The

MEGAPHONE


Elwood, Indiana                      Elwood High School(s)


Volume 7, No. 2                                                                       Wednesday, February 1, 2006


                     

             

Contents

       -- Page numbers on the left are links --

   

Page 1 . . . We Are The Vital Element -- Craig Toensing

Page 2 . . . Panther Den Birthday & Anniversary Calendar -- Nancy Sumner (Our Calendar Girl)

                        Everyone Needs Someone -- submitted by Nancy Sumner

Page 3 . . . Angel Experience -- Bob "Doggie" Henderson 

                        Values -- submitted by Gurtha Cabbage

Page 4 . . . The Poem Mother Asked Me To Write -- Cindy (Benedict) Odom

                        My Quilt -- submitted by Darrell G. Burton, Sr.

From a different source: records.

PR #1462, opened 2020-12-10
fix(tabset): tab descendants

andrew-frueh:
allow tabs to be contained in parent divs


joeskeen:
Does this change the behavior of when you have a tabset inside of a tab?

andrew-frueh:
Yikes!  That's a REALLY good catch @joeskeen - I think you're right about that being a problem.

What we're trying to allow here is for tabs to be wrapped in a parent div within a tabset.  Maybe there needs to be more checks to make sure its only tabs that aren't within another tabset.

andrew-frueh:
Scrapping this change, keeping track of what's a nested tab and what's not is going to be nightmare - thanks again for catching the bug this would have introduced @joeskeen

PR #1477, opened 2021-01-13
User/heather.bloyer/add abbrev list

heathkat:
Hi Andrew!
Here's the abbreviations list for the style guide on Cashmere. 
I wasn't able to get multiple filters to work together. The search filter currently works but the categories filter does not. Will you have a look if you get time? If you don't have time we can just take that second filter out for now. It's not critical at this point. Thanks!


andrew-frueh:
Thanks Heather!  I'm going to close this PR - I'll merge your branch into mine for the site update.

PR #1478, opened 2021-01-13
Null in boolean checker

jacquie:
This adds a check for null or undefined to the `ParseBooleanAttribute `function in `utils.ts`
I did check where it is being used to make sure that passing null and returning false would always be the correct result.
I was thinking in particular there could be an issue where the default for an attribute is true eg in the Accordion where the default for `toolbarTrigger` is `true` but I think all will be well.


corykon (approved):
Thanks Jacquie! I like the addition :+1:

I'm a little confused about some other stuff going on in this function... like why should an empty string return true? What happens if a value is passed in that is of a type that isn't referenced specifically, like an object or a number? Maybe those are problems for another day though!

andrew-frueh:
@corykon regarding an empty string returning true - wouldn't that allow a component to include a parameter without a value and have it work?  I've seen that done in some places - like `<hc-menu-drawer align="left" ignoreEscapeKey>`.  Am I reading that wrong, or is that likely why the empty string returns true?

corykon:
@andrew-frueh I think you're right! That's news to me. Had no idea ignoreEscapeKey without a value would evaluate to an empty string in your example above. Makes total sense.

jacquie:
I made a new PR to replace this one which was based on the wrong branch :(

PR #1480, opened 2021-01-14
fix(utils.ts): parseBooleanAttribute fix

### LINKED ISSUE #1474: utils.parseBooleanAttribute causes error if null is passed to it.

Page 5 . . . I Believe In Angels -- Cindy (Benedict) Odom

             

                 

We Are The Vital Element

by Craig Toensing

   

  I’m told that The Megaphone has readers that didn’t go to high school in Elwood, Indiana, so I write this in part for them. A few years ago, one Marvin Crim had a dream. At times some have said a nightmare. He may have had collaborators but I’m not privy to that information. Marv graduated from Wendell L. Willkie High School back when the world was young. It was even younger when I did the same. The school is now mundanely called Elwood Community High School. I see some democrat hands in there somewhere.

  

  Marv’s dream was to use his computer/inter-net facileness to set up a website where individuals with an interest in Elwood could communicate with each other and share all sorts of things. Thus was born the PANTHER DEN. Messages are transmitted daily either individually or in digest or batched format. There are picture albums, event calendars and a database of members among other goodies. In its lifetime, the site has gone through a few metamorphoses. Thankfully jokes no longer appear for instance.  

  

  The DEN needed to have a host organization for a web based club, and that is currently an UK outfit named Wanadoo. We currently have about 350 people who have been accepted as members. There are nine or ten on average new messages posted every day. 

  

  Marv has incorporated two features on the site that existed when we were in school. One is “The Megaphone,” which was the student’s literary publication. That hits the Den site monthly. The other is a bit of whimsy that appeared in the school paper as a gossip column entitled “The Hall Clock” and it appears on the site weekly. There are often entries in “The Hall Clock” that only its author understands. There have also been entries that have offended folks that take themselves way too seriously. 

  

  For me, going to the site had become a ritual, like checking in on an old friend or reading the news, albeit of a familiar tone. My routine was broken a couple weeks ago when the messages stopped coming. For two or three days I missed my Elwood fix. After that it was just gone and the other things in my life occupied my consciousness. This might be because I had e-mailed Marv and he told me Wanadoo had a problem and they were working on it. 

  

  It could have been something else, however, and that is the amorphous nature of the site. It exists only because of the energy we give it by posting and by reading and the husbandry of Marv and his Monitors. Sounds like a 60’s vocal group. 

  

  The Den site is fragile. We members belong to a rather exclusive club and it is incumbent as a result of that membership that we keep the site going. Even if one is only a reader, that is a part of the keeping it going.

  

  I would be among the first to admit that there are some things posted that I don’t care one whit about. That calls to mind one of my Dad’s aphorisms about the old Indian chief who said “I’m glad all men don’t think alike because if they did, everyone would want my squaw.” There is room on the site for most all of our musings. The recent down time emphasizes the key roll each of us plays in the life of the site, and the important roll it plays in our lives. We are the vital element -- be it ever thus. 

  

  Keep readin’ and keep writin’. I paraphrase a classmate now living in Arizona by saying, “When it’s gone, it isn’t there anymore.”